Mas essa não a única opção nova pois também foi acrescentado a possibilidade de deixar seus personagens “invencíveis” fazendo com que as pessoas mais novas que não estão acostumadas com os esquemas de J-RPG antigos, possam curtir o enredo sem maiores complicações.

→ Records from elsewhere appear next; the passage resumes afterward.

PR #894, opened 2020-06-16
Missing comma fixed

Zhuoliulz:
Add a missing comma to L 175 between "frequency" and "** kwargs".


prisae:
The docs-CI fail (I restarted it, but failed again), but I doubt it is related to this PR (@jcapriot, @lheagy)?

jcapriot:
I think it's the same problem all of these tests are having now (for some unknown reason) everything does pass locally so I'll pull them in and figure out the doc test stall later.

PR #895, opened 2020-06-18
__repr__ for surveys, sources, and receivers

prisae:
I almost forgot about this, and I don't know when I get around to include it for other survey/source/receiver types, so I rather open a PR and have it in for DC at least, so it can also server as an example if someone is interested in implementing it for more classes.


prisae:
### The PR basically changes this:

Selection_001

### to this:

Selection_002

### Example for mixed receivers:

Selection_003

lheagy:
This looks great @prisae! It is much nicer to get a bit of meaningful info from the survey items than just the class info

lheagy:
@jcapriot: what are your thoughts on possibly bringing this in on the next release?

jcapriot:
There's a few little formatting things I would personally change (such as the double "," in the printout of the receiver list)

prisae:
I guess the double comma comes from the fact that the dipoles and poles are two different lists, so the dipole ends and the dipole list ends, which leaves two coma. We could leave out the coma after each source/receiver altogether, there is a line break after all.

Anyway, this is just a suggestion, and it is also only implemented for Poles and Dipoles in `SimPEG/electromagnetics/static/resistivity` - ideally it would be implemented everywhere, for any source and receiver type (and Survey and Simulation type too). But I am missing the experience/knowledge with all the different possibilities in SimPEG.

Mas também devemos falar das coisas que não ficaram legais assim, como a largura da tela que fica infelizmente o tempo todo no formato 4:3, o formato de uma Tv de CRT. Nem ao menos colocaram um mosaico nas laterais para deixar o trabalho mais bonito. Outro ponto que merece um destaque é que os cenários pré-renderizados não receberam um trabalho tão bons quanto os modelos 3D poligonais dos personagens. E não me venha dizer que não dá pra melhorar as imagens dos cenários pré-renderizados pois dá! Em Resident Evil 0 e o Resident Evil Remake podemos ver que eles receberam um trabalho muito bom e exibindo ótimos gráfico. Já em FF8 podemos ver que os cenários ficaram um pouco embaçados. Por fim, Final Fantasy VIII: Remastered não possui opções de idiomas tal como ocorre em Final Fantasy IX Remastered. Infelizmente, para quem não tem uma boa noção em Inglês, terá que se contentar com esse idioma.

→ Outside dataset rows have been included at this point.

PR #911, opened 2020-07-20
Allows logic to cull unused kwargs from inputs to a function

jcapriot:
This should allow us to set some default kwargs for certain systems by only accepting them if they are valid to the function, and throwing a warning for invalid kwargs.

### DIFF
--- a/SimPEG/utils/solver_utils.py
+++ b/SimPEG/utils/solver_utils.py
@@ -93,6 +93,9 @@ def SolverWrapD(fun, factorize=True, checkAccuracy=True, accuracyTol=1e-6, name=
             _checkAccuracy(self.A, b, X, self.accuracyTol)
         return X
 
+    def __matmul__(self, other):
+        return self * other
+
     def clean(self):
         if factorize and hasattr(self.solver, "clean"):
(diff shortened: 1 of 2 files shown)


SimPEG/utils/solver_utils.py
```diff
@@ -76,14 +93,22 @@ def __mul__(self, b):
             _checkAccuracy(self.A, b, X, self.accuracyTol)
         return X
 
+    def __matmul__(self, other):
```
lheagy, line 96: :+1:

tests/utils/test_solverwrap.py
```diff
@@ -0,0 +1,64 @@
...
+        self.A = 0.5 * (A + A.T) + n * sp.eye(n)
+
+    def test_Solver(self):
+        x = np.random.rand(self.n)
+        b = self.A @ x
+
+        with self.assertWarns(Warning):
+            Ainv = Solver(self.A, bad_kwarg=312)
+        x2 = Ainv @ b
+        np.testing.assert_almost_equal(x, x2)
```
lheagy, line 23: cool - I didn't know about this!

PR #916, opened 2020-07-22
Update AUTHORS.rst

bluetyson:
Author update as suggested


jcapriot (approved):
Looks good. Also sorry about the delay on getting these in, we started having some issues testing that were very much slowing things down.

PR #917, opened 2020-08-04
change the way of exporting magnetic data

xiaolongw1223:
Here is a minor change: np.savetxt() cannot write the inclination, declination and strength of magnetic data, using the SimPEG utils instead.


domfournier (approved):
Thanks for this @xiaolongw1223

PR #1031, opened 2026-07-27
fix(parquet/encoding): reject truncated plain boolean data

fallintoplace:
### Rationale for this change

The plain Boolean decoder trusted that each requested physical value had a corresponding payload bit. A truncated page could therefore panic during `Decode`, `Discard`, or `DecodeToBitmap` when the decoder indexed beyond the input buffer.

The value count passed to `SetData` is only an upper bound because it includes null rows, so payload bounds must be checked when physical values are consumed.

* Reject negative Boolean value counts in `SetData`.
* Bound `Decode`, `Discard`, and `DecodeToBitmap` against the payload bits currently available.
* Return an error wrapping `io.ErrUnexpectedEOF` without consuming decoder state.
* Continue accepting nullable pages whose level count exceeds their physical Boolean count.

### Are these changes tested?

Yes. The regression test covers all three truncated consumption paths and a nullable-style page with 100 levels and four physical values. The full `parquet/...` test tree passes, including the nullable V1/V2, spaced-bitmap, and Parquet-to-Arrow paths.

### DIFF
--- a/parquet/internal/encoding/boolean_decoder.go
+++ b/parquet/internal/encoding/boolean_decoder.go
@@ -43,6 +43,9 @@ func (PlainBooleanDecoder) Type() parquet.Type {
 }
 
 func (dec *PlainBooleanDecoder) SetData(nvals int, data []byte) error {
+	if nvals < 0 {
+		return fmt.Errorf("parquet: invalid number of boolean values: %d", nvals)
+	}
 	if err := dec.decoder.SetData(nvals, data); err != nil {
 		return err
 	}
@@ -50,8 +53,19 @@ func (dec *PlainBooleanDecoder) SetData(nvals int, data []byte) error {
 	return nil
 }
 
+func (dec *PlainBooleanDecoder) ensureBitsAvailable(n int) error {
+	available := int64(len(dec.data))*8 - int64(dec.bitOffset)
+	if int64(n) > available {
+		return fmt.Errorf("parquet: boolean data has %d bits available, need %d: %w", available, n, io.ErrUnexpectedEOF)
+	}
+	return nil
+}
+
 func (dec *PlainBooleanDecoder) Discard(n int) (int, error) {
 	n = min(n, dec.nvals)
+	if err := dec.ensureBitsAvailable(n); err != nil {
+		return 0, err
+	}
 	dec.nvals -= n
 
 	if dec.bitOffset+n < 8 {
@@ -77,6 +91,9 @@ func (dec *PlainBooleanDecoder) Discard(n int) (int, error) {
 // Returns the number of values decoded
 func (dec *PlainBooleanDecoder) Decode(out []bool) (int, error) {
 	max := shared_utils.Min(len(out), dec.nvals)
+	if err := dec.ensureBitsAvailable(max); err != nil {
+		return 0, err
+	}
 
 	// attempts to read all remaining bool values from the current data byte
 	unalignedExtract := func(i int) int {
@@ -126,6 +143,9 @@ func (dec *PlainBooleanDecoder) DecodeToBitmap(out []byte, outOffset int64, leng
 	max := shared_utils.Min(length, dec.nvals)
 	if max == 0 {
 		return 0, nil
+	}
+	if err := dec.ensureBitsAvailable(max); err != nil {
+		return 0, err
 	}
 
 	// Check if we're aligned and can do a fast copy
--- a/parquet/internal/encoding/encoding_test.go
+++ b/parquet/internal/encoding/encoding_test.go
@@ -1089,6 +1089,42 @@ func TestBooleanPlainDecoderAfterFlushing(t *testing.T) {
 	assert.Equal(t, decSlice[0], false)
 }
 
+func TestBooleanPlainDecoderRejectsTruncatedData(t *testing.T) {
+	descr := schema.NewColumn(schema.NewBooleanNode("bool", parquet.Repetitions.Required, -1), 0, 0)
+	type booleanBitmapDecoder interface {
+		encoding.BooleanDecoder
+		DecodeToBitmap([]byte, int64, int) (int, error)
+	}
+	newDecoder := func() booleanBitmapDecoder {
+		dec := encoding.NewDecoder(parquet.Types.Boolean, parquet.Encodings.Plain, descr, memory.DefaultAllocator).(booleanBitmapDecoder)
+		require.NoError(t, dec.SetData(9, []byte{0xff}))
+		return dec
+	}
+
+	dec := newDecoder()
+	n, err := dec.Decode(make([]bool, 9))
+	assert.Zero(t, n)
+	assert.ErrorIs(t, err, io.ErrUnexpectedEOF)
+
+	dec = newDecoder()
+	n, err = dec.Discard(9)
+	assert.Zero(t, n)
+	assert.ErrorIs(t, err, io.ErrUnexpectedEOF)
+
+	dec = newDecoder()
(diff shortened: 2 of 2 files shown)


parquet/internal/encoding/boolean_decoder.go
```diff
@@ -43,6 +43,13 @@ func (PlainBooleanDecoder) Type() parquet.Type {
 }
 
 func (dec *PlainBooleanDecoder) SetData(nvals int, data []byte) error {
+	if nvals < 0 {
+		return fmt.Errorf("parquet: invalid number of boolean values: %d", nvals)
+	}
+	required := bitutil.BytesForBits(int64(nvals))
+	if int64(len(data)) < required {
+		return fmt.Errorf("parquet: boolean data is too short: got %d bytes, need %d for %d values", len(data), required, nvals)
+	}
```
zeroshade: This is the check that breaks valid files. `nvals` here is the page's level count (`c.numBuffered`, from the header's `num_values`, nulls included) — not the number of physical booleans in the payload. For a nullable column the PLAIN payload holds only non-null bits, so `BytesForBits(nvals)` legitimately exceeds `len(data)`.

Concretely, 100 rows with 4 non-null gives a 1-byte payload while this demands 13 bytes.

The `nvals < 0` guard just above is fine — it's this length comparison that needs to move into `Decode`/`Discard`/`DecodeToBitmap`, where the real count of values being read is known and can be bounded against `len(dec.data)`.

parquet/internal/encoding/encoding_test.go
```diff
@@ -1089,6 +1089,14 @@ func TestBooleanPlainDecoderAfterFlushing(t *testing.T) {
 	assert.Equal(t, decSlice[0], false)
 }
 
+func TestBooleanPlainDecoderRejectsTruncatedData(t *testing.T) {
+	descr := schema.NewColumn(schema.NewBooleanNode("bool", parquet.Repetitions.Required, -1), 0, 0)
+	dec := encoding.NewDecoder(parquet.Types.Boolean, parquet.Encodings.Plain, descr, memory.DefaultAllocator)
+
+	assert.ErrorContains(t, dec.SetData(9, []byte{0xff}), "need 2 for 9 values")
```
zeroshade: This test encodes the same incorrect invariant, which is why it passes in isolation — it constructs the decoder directly, so `nvals` really does equal the physical count here. The nullable path through `columnChunkReader` is where the assumption breaks, and no test in this package covers it.

Separately, asserting on the substring `"need 2 for 9 values"` couples the test to the exact wording of the error message. `require.ErrorIs` against a sentinel, or a looser match, would be less brittle.

zeroshade (changes requested):
The bug you found here is real, but the fix validates against the wrong invariant and breaks reading valid files, so I can't take it as written.

**The bug is genuine.** I confirmed both panics on current `main`: `SetData(9, []byte{0xff})` then `Decode` panics with `index out of range [0] with length 0` at `boolean_decoder.go:84` (via `:116`), and `SetData(9, nil)` then `Discard` panics with `slice bounds out of range [1:0]` at `:64`. Something should definitely bound this.

**The rounding is also correct** — `bitutil.BytesForBits` is `(bits+7)>>3`, so 1→1, 8→1, 9→2, 16→2, and the check uses `<` rather than `!=` so pages with trailing bytes still pass. No off-by-one there.

**The problem is that `nvals` is the page's *level* count, not the physical value count.** `column_reader.go:414`/`:443` set `c.numBuffered = int64(page.nvals)` from the page header's `num_values`, which in Parquet **includes nulls**, and `column_reader.go:527` passes that straight through as `SetData(int(c.numBuffered), ...)`. For a nullable BOOLEAN column the PLAIN payload only contains the **non-null** bits, so `len(data)` is legitimately far smaller than `BytesForBits(nvals)`.

I reproduced this against a file arrow-go itself writes and reads fine today. A column with 100 rows where only 4 are non-null produces a 1-byte payload while the new check demands 13 bytes. On `main` that reads back correctly (`levels=100, values=4`); with this patch applied it returns **`levels=0, values=0`** — and note it does *not* surface an error to the caller, so this manifests as **silent data loss** rather than a clean failure.

With a 10-non-null variant the error is visible:
```
parquet: boolean data is too short: got 2 bytes, need 13 for 100 values
```
This reproduces on both DataPage V1 and V2.

**It breaks three tests that are green on `main`:**
- `parquet/file` — `TestPrimitiveReader/datapage_v1/TestBoolFlatOptional`
- `parquet/file` — `TestPrimitiveReader/datapage_v2/TestBoolFlatOptional`
- `parquet/file` — `TestColumnWriter/bool/TestWriteBitmapBatchSpaced`
- `parquet/pqarrow` — `TestParquetArrowIO`

I mention this because the PR says the encoding package passes — that is true, but `parquet/internal/encoding` is the one package that doesn't exercise the nullable read path. Worth running `go test ./parquet/...` for changes in this area.

**Suggested direction**: keep the `nvals < 0` guard (that part is good and unambiguous), but the payload-length check can't live in `SetData`, because at that point `nvals` is only an *upper bound* on how many values are physically present. Bound it where the actual read happens instead — in `Decode`, `Discard` and `DecodeToBitmap`, against `len(dec.data)` and the number of values actually being consumed. That closes the panics without assuming a relationship between levels and payload size.

Happy to re-review promptly if you rework it that way.

zeroshade (approved):
This addresses my review exactly, and I verified it empirically. Thanks for the rework.

You moved the bound out of `SetData` and into the three consumption points: `ensureBitsAvailable` (`boolean_decoder.go:56-62`) computes `len(dec.data)*8 - dec.bitOffset` and is called from `Discard` (`:66`), `Decode` (`:94`) and `DecodeToBitmap` (`:147`). `SetData` now carries only the `nvals < 0` guard. That is the right invariant — the bound is against the payload and the values actually being consumed, never against the level count.

**The regression I rejected is gone.** Sparse nullable BOOLEAN, 100 rows / 4 non-null, dictionary disabled so the encoding is genuinely PLAIN:
```
v1: levels=100 values=4  PASS
v2: levels=100 values=4  PASS
```
Fragmented reads (7/13/1/40/39) and the `Discard` path (`Skip(50)` -> levels=50 values=1) also correct. As a control I re-inserted the old `SetData` check and re-ran the same test — it reproduced the `levels=0 values=0` silent data loss, so the test is a genuine detector and this patch clears it.

The three tests my earlier review named all pass now: `TestPrimitiveReader/{datapage_v1,datapage_v2}/TestBoolFlatOptional`, `TestColumnWriter/bool/TestWriteBitmapBatchSpaced`, and `pqarrow TestParquetArrowIO`. Full `go test ./parquet/...` is green with test data present, clean under `-race`, and cross-builds for `GOARCH=386`.

**The original panics are still fixed**: on unpatched main the truncated cases panic (`index out of range`, `slice bounds out of range`); with the patch all six truncation shapes return `(0, io.ErrUnexpectedEOF)` from all four entry points with no panic, and state is mutated only after the check so the decoder stays consistent.

Boundary check clean — `n = 1, 8, 9, 16, 17, 63, 64, 65` against exact-size, oversized and one-byte-short payloads all behave correctly, and `bitOffset > 0` always implies at least one byte remains so `available` cannot go negative.

Using `errors.Is(io.ErrUnexpectedEOF)` instead of matching message text is a nice improvement over the previous revision. Two cosmetic notes, neither worth another round: `DecodeToBitmap` has no production callers today so that guard is future-proofing, and `Decode`/`Discard` return `(0, err)` while the sibling `RleBooleanDecoder.Decode` returns a partial count — a pre-existing asymmetry. LGTM.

Por fim, Final Fantasy VIII: Remastered é um excelente trabalho feito pela Square-Enix e que até demorou muito para dar as caras nessa geração. Trazendo gráficos bem trabalhados, músicas originais e um enredo muito bom fazendo deste um dos melhores Final Fantasy’s já criados! Injustiçado em sua época, nos dia de hoje, sua história poderá ser melhor aproveitada tornando-o enfim em um clássico, uma obra de arte!